Is it possible to choose uniformly from $(0,1)$? 
Can a method be constructed to choose one number uniformly from $(0,1)$?

It has been argued that an event which is possible can have zero probability - such as the probability of selecting any given number when selecting uniformly from $(0,1)$.
But I hold that an event with zero probability can never happen, and therefore I conclude that it is impossible to choose uniformly from  $(0,1)$.
Can a method be constructed to choose uniformly from $(0,1)$?  I've a feeling that if there is a method, there's no guarantee it ever stops.
 A: If by "method" you mean an algorithm (that can be implemented on a computer), then obviously the answer is "no" for the trivial reason that computers cannot deal with real numbers, since there are uncountably many reals but only countably many finite strings, which are all that a computer can deal with.
Furthermore, it does not help to restrict to computable reals, because it is just impossible to define a uniform distribution on computable reals. Basically, each must have zero probability because there are infinitely many of them, but then countable additivity implies that their total probability is zero.

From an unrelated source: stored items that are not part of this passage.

Issue #1097, opened 2021-06-17
Typescript type definition for proto constructor does not allow arguments


forrestli74:
In short, for constructor of messages, why does the *_pb.js version take an argument and the *_pb.d.ts does not take any argument?

I compiled my proto file to typescript by running something like this:
protoc \
	--js_out=import_style=commonjs:. \
	--grpc-web_out=import_style=commonjs+dts,mode=grpcweb:. FILE

In *_pb.js, the constructor of message looks something like this:
```
function(opt_data) {
  jspb.Message.initialize(this, opt_data, 0, -1, null, null);
};
```
But in *_pb.d.ts, the constructor of the message only have default constructor, which takes no arguments.

I would expect in *_pb.d.ts, it has a constructor like this:
```
export class Example extends jspb.Message {
  constructor(opt_data: Example.AsObject);
}
```

The reason I want it is because I want to construct a message from a generic native object.

Vuhag123:
Fixed the issue and PR is merged.

PR #1515, opened 2025-10-24
Fix 1097 - typescript: add missing constructor definition in generated message classes.

Vuhag123:
Fix (https://github.com/grpc/grpc-web/issues/1097) - typescript: add missing constructor definition in generated message classes. 

After_1097

### DIFF
--- a/javascript/net/grpc/web/generator/grpc_generator.cc
+++ b/javascript/net/grpc/web/generator/grpc_generator.cc
@@ -485,6 +485,26 @@ string GetBasename(string filename) {
   return basename;
 }
 
+//Adds $ suffix to reserved method names to avoid conflicts.
+static bool IsReservedMethodName(const std::string& name) {
+  static const std::unordered_set<std::string> reserved = {
+    "extension",
+    "jspbmessageid"
+  };
+
+  std::string lower_name = Lowercase(name);
+
+  return reserved.count(lower_name) > 0;
+}
+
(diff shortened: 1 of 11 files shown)


javascript/net/grpc/web/generator/grpc_generator.cc
```diff
@@ -821,6 +821,9 @@ void PrintProtoDtsMessage(Printer* printer, const Descriptor* desc,
 
   printer->Print(vars, "export class $class_name$ extends jspb.Message {\n");
   printer->Indent();
+
+  printer->Print(vars, "constructor(opt_data?: $class_name$.AsObject);\n");
```
sampajano, line 845: @Vuhag123 Thanks! for the change!

One request: Can you provide an example output in the PR description, and try verifying this change works (via a typescript example)?

Vuhag123: I have verified with typescript example it is working, i am attaching the images here too
Below is existing one:
Before_1097
After fix, 
After_1097

sampajano: Oh nice! This is great! Thanks for showing the change in action! This would be helpful indeed! Thanks Vuha :)

sampajano (approved):
Thanks so much for the change, @Vuhag123 ! :)

asheshvidyut (approved):
LGTM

But I hold that an event with zero probability can never happen, and therefore I conclude that it is impossible to choose uniformly from $(0,1)$.

So, yes, in the real world you can never hope of choosing a uniform random real from $(0,1)$, even if you can somehow obtain unbiased random coin flips.

That said, the mathematical notion of probability and possibility is not the same as any real-world notion. For example, mathematically it is possible to have an infinite sequence of fair coin flips, and hence it is possible for the entire sequence to consist of heads even though that sequence has zero probability. It does not conflict with actually tossing a fair coin in real life (even if there is a fair coin), because we can never toss it infinitely many times.
Mathematical probability is of course based on mathematical definitions, so it is largely irrelevant whether statements in probability theory have a meaningful interpretation in the real world. It is actually not so bad for countable discrete processes such as the coin flip. A probability of zero for a class of sequences means that in the real world you can be sure of eventually escaping that class. For instance, you can be sure that eventually the coin will come up tails, even though you cannot predict when that happens and may have to wait an indeterminable amount of time.